We can test the following injection:
'; SELECT 1,2,3,4-- -
As seen in the images above, input with injected queries was rejected by the server.
User Privileges
As discussed initially, DBMS software allows the creation of users with fine-grained permissions. We should ensure that the user querying the database only has minimum permissions.
Superusers and users with administrative privileges should never be used with web applications. These accounts have access to functions and features, which could lead to server compromise.
MariaDB [(none)]> CREATE USER 'reader'@'localhost';
Query OK, 0 rows affected (0.002 sec)
MariaDB [(none)]> GRANT SELECT ON ilfreight.ports TO 'reader'@'localhost' IDENTIFIED BY 'p@ssw0Rd!!';
Query OK, 0 rows affected (0.000 sec)
The commands above add a new MariaDB user named reader who is granted only SELECT privileges on the ports table.
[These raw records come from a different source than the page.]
Issue #787, opened 2019-09-03
Option to Filter to 'No Value'


emmahodcroft:
In `auspice` 2.0, if not all tips have a trait, and this is set to be a filter option, there's a weird filter to only show those that *don't* have that trait:
![image](https://user-images.githubusercontent.com/14290674/64190485-ccdcdc80-ce76-11e9-9fd7-781cc90b040f.png)

This does not show if every tip has a trait:
![image](https://user-images.githubusercontent.com/14290674/64190506-d8c89e80-ce76-11e9-9f68-618e8b5f7d88.png)

If you click on it, it does indeed filter to those without the trait:
![image](https://user-images.githubusercontent.com/14290674/64190696-3a890880-ce77-11e9-87bd-9a065caf62f5.png)
(note the branch colour is because of issue #785 where unassigned branches get a colour)

The above examples can be see on the Heroku thing:
https://nextstrain-dev.herokuapp.com/community/emmahodcroft/echo30/vp1/all-clin

In `auspice` 1.0, this is not the case:
![image](https://user-images.githubusercontent.com/14290674/64190566-f990f400-ce76-11e9-9d55-d0c5faad6f47.png)

This is the same dataset, but can be seen using 'real' Nextstrain.org:
https://nextstrain.org/community/emmahodcroft/echo30/vp1/all-clin?c=group

---

I don't know if we want to start giving an option to filter to those without a trait? (I can't think of a use-case here.) If so, we should make this clearer. If not, we should get rid of this behaviour. Possibly tied to #785 ?

jameshadfield:
I think this is now fixed 😄 see https://nextstrain-dev.herokuapp.com/community/emmahodcroft/echo30/vp1/all-clin

Please reopen if not.

PR #794, opened 2019-09-19
Prettify and Sort Filters

emmahodcroft:
Should address issue #787 and also fixes sorting of filters to match legend (only applies if colour values have been supplied, thus legend is in that order).

I addressed this by *allowing* filtering by unknown values - I thought, maybe that's actually useful if you'd like to filter by those you don't have a value for and colour by another value. 

But, this required making the whole thing more official....

**This is tested with `v1` and `v2` export JSONS for values where in the metadata file they were recoreded as `""` (blank) or `NA`. Other values (`null`, `undefined`, etc) in metadata - especially in `v1` untested!**
More testing & thoughts would be GOOD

We can verify the permissions for this user by logging in:
m4cc18@htb[/htb]$ mysql -u reader -p
MariaDB [(none)]> use ilfreight;
MariaDB [ilfreight]> SHOW TABLES;
+---------------------+
| Tables_in_ilfreight |
+---------------------+
| ports |
+---------------------+
1 row in set (0.000 sec)
MariaDB [ilfreight]> SELECT SCHEMA_NAME FROM INFORMATION_SCHEMA.SCHEMATA;
+--------------------+
| SCHEMA_NAME |
+--------------------+
| information_schema |
| ilfreight |
+--------------------+
2 rows in set (0.000 sec)
MariaDB [ilfreight]> SELECT * FROM ilfreight.credentials;
ERROR 1142 (42000): SELECT command denied to user 'reader'@'localhost' for table 'credentials'
The snippet above confirms that the reader user cannot query other tables in the ilfreight database. The user only has access to the ports table that is needed by the application.
Web Application Firewall
Web Application Firewalls (WAF) are used to detect malicious input and reject any HTTP requests containing them. This helps in preventing SQL Injection even when the application logic is flawed. WAFs can be open-source (ModSecurity) or premium (Cloudflare). Most of them have default rules configured based on common web attacks. For example, any request containing the string INFORMATION_SCHEMA would be rejected, as it's commonly used while exploiting SQL injection.
Consider the following modified code:
<SNIP>
$username = $_POST['username'];
$password = $_POST['password'];
$query = "SELECT * FROM logins WHERE username=? AND password = ?" ;
$stmt = mysqli_prepare($conn, $query);
mysqli_stmt_bind_param($stmt, 'ss', $username, $password);
mysqli_stmt_execute($stmt);
$result = mysqli_stmt_get_result($stmt);
$row = mysqli_fetch_array($result);
mysqli_stmt_close($stmt);
<SNIP>
The query is modified to contain two placeholders, marked with ? where the username and password will be placed. We then bind the username and password to the query using the mysqli_stmt_bind_param() function. This will safely escape any quotes and place the values in the query.
Conclusion
The list above is not exhaustive, and it could still be possible to exploit SQL injection based on the application logic. The code examples shown are based on PHP, but the logic applies across all common languages and libraries.